I’m loving “aggressive leg-hair-growing campaign”. I have visions of hair restorer or the hair equivalent of fertilizer, for that new, stronger crop! 😛

I don’t know if Mr K even takes much notice of my leg hair. He’s certainly happy enough about all the other bits that are hairy staying that way. I’m glad he’s not a hairy-chested or hairy-backed guy (TMI time: he’s got less body hair than I used to imagine before we got together), but I wouldn’t be asking him to depilate if he were.

Michelle C Young
10 years ago

@kittehserf – Oh! I know what I want to make for my next sewing project. A stuffed Blockquote Mammoth toy!

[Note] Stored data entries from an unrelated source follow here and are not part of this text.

PR #381, opened 2017-03-15
Using the Promise.defer polyfill util

jonwinton:
Migrating `bluebird.defer` to eliminate a warning in the logs

http://bluebirdjs.com/docs/api/deferred-migration.html


nelsonpecora:
👍  but we should fix it for reals → https://github.com/nymag/amphora/issues/382

PR #2009, opened 2021-01-27
Add default check for 4 numbers on an IFT

originalname51:


gtas-parent/gtas-commons/src/main/resources/default.application.properties
```diff
@@ -280,5 +280,5 @@ omni.derogReplace.batchSize=300
 # Title and description to be used on derog hits received from Omni.
 omni.derog_hit.title=Kaizen External Hit
 omni.derog_hit.description=This passenger closely matches at least one derog category, according to Kaizen's proprietary inference technology.
-segments.extraparse=
-segments.regex=
+segments.extraparse=IFT
+segments.regex=.*[0-9]{4}.*
```
gtasautumn, line 284: So this regex capture group will be the 4 digit number and all surrounding text? Is it identifying that pattern as "of interest"? What's the context here?

originalname51: This will save an IFT segment containing 4 numbers in a row. This is typical in the address field of the test data we generate and can be used to validate this ticket. 

Our test environment is set up to have our values from the application properties hard coded.

tjwdev (approved):
Looks good to me!

PR #2012, opened 2021-02-08
Fix/seat charts

kasimhelil:


gtas-parent/gtas-commons/src/main/java/gov/gtas/services/FlightServiceImpl.java
```diff
@@ -285,6 +285,7 @@ public int getPassengerCount(Flight f) {
 				vo.setPaxId(passenger.getId());
 				vo.setFirstName(passenger.getPassengerDetails().getFirstName());
 				vo.setLastName(passenger.getPassengerDetails().getLastName());
+				vo.setMiddleName(passenger.getPassengerDetails().getMiddleName());
 				vo.setMiddleInitial(passenger.getPassengerDetails().getMiddleName());
```
gtasautumn, line 289: looks good! There is now a middleName and a middleInitial field at this line, both assigned the same data. I wonder if that was the issue. We should remove the middleInitial field if its not being used, or if it is replace it with middleName.

gtasautumn (approved):
looks good.

PR #2013, opened 2021-02-17
Query Performance Updates

originalname51:
* Added several commonly used indexes to increase speed of queries.
Added the annotations to classes with indexes. These include the
following
    - Composite index on passenger details (dob - gender - last name -
first name
    - Phone number index
    - Composite index on credit card (type - number)
    - index on booking detail origin
    - index on booking detail destination
    - index on document number
    - index on dwell time arrival airport
    - Composite index on email (domain, address)
* Updated JPQL generator to use inner joins on "and" statements
* Updated age to use dob on back-end to take advantage of new index on
passenger detail.
* Updated JPQL generator to in-take a query that has been decorated with
meta-data which includes UTC offset in minutes from requester origin.
* Updated unit test


tjwdev (approved):
Performed code review, looks good.

PR #2049, opened 2021-05-07
Seat service fix to allow for a passenger to hold multiple seats on a…

### LINKED ISSUE #726: neo4j | keylines
https://neo4j.com/blog/keylines-graphing-github/

tjwdev:
… given flight

-Change to vo's and base service to enable multiple seats to be returned for a given passenger rather than originally null if > 1 seat
-QueryBuilder will select first seat for passengergridVO return (though it is currently not used on the front-end)

Fixes #726 on the GTAS UI side


gtasautumn (approved):
looks good

Issue #784, opened 2018-04-09
PNR Tab | raw PNR not showing latest


dje04001:

svempati2006:
Code completed unit tested and checked into Dev barnch.Pl review.

PR #2055, opened 2021-05-26
Fix/vetting hits results

gtasautumn:
PVL DTO now returns the full hit detail text. Removed unused fields, methods and supporting architecture to reduce the size of the resultset.

See frontend PR [#784](https://github.com/US-CBP/GTAS-UI/pull/784)


tjwdev (approved):
LGTM.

Anyone here know how to make a pattern?

kittehserf
10 years ago

Michelle – thanks! But it’s okay, I’ve only rarely bothered shaving my legs, and that tends to be “gets done once and then forgotten about” in summer. 😛 My leg hair is quite dark and thick – genuine Clydesdale ankles and Hobbit toes, me – and when it’s there, it’s there, if that makes sense.

Short skirts or shorts aren’t a thing for me anyway, for several annoying reasons. I burn easily, so it’s better to be covered – being slathered in sunscreen feels gross. I get bad thigh chafing, so I need to wear leggings or bike shorts or smooth jeans to avoid that. I can’t go barefoot or in sandals, because I have orthotic insoles, so have to wear half-stockings at least, and supportive shoes. All in all a flowy covered look works best, plus I love long dresses and stuff anyway. It’s no coincidence that I have only one pair of capri-ish pants.

Michelle C Young
10 years ago

@dustydeste – Yeah, what’s good for the goose is good for the gander. I’m glad he gets it.

Your family – Wow. I’m so sorry. Hopefully that’s the worst you have to put up with.

kittehserf
10 years ago

Eeeeeee what a gorgeous idea! It could be the WHTM mascot!

I’m looking for patterns now but they all seem to be for knitted toys. Keep searching …

Michelle C Young
10 years ago

@Kim

Except in the majority of cases quick fixes don’t even work. They might seem to be working – like miracle diets where you all but starve yourself – but it’s unsustainable in the long term and will just make things worse.

Yeah, basically if they even make it as far as marriage, they’ve done an amazing job of it.

Michelle C Young
10 years ago

Knitting’s cool. Did you really find a pattern?

Michelle C Young
10 years ago

LOL, KIttehserf! I’m picturing leg-hair fertilizer, right now.

Oh, can you go to your doctor and ask if Rogaine is right for you?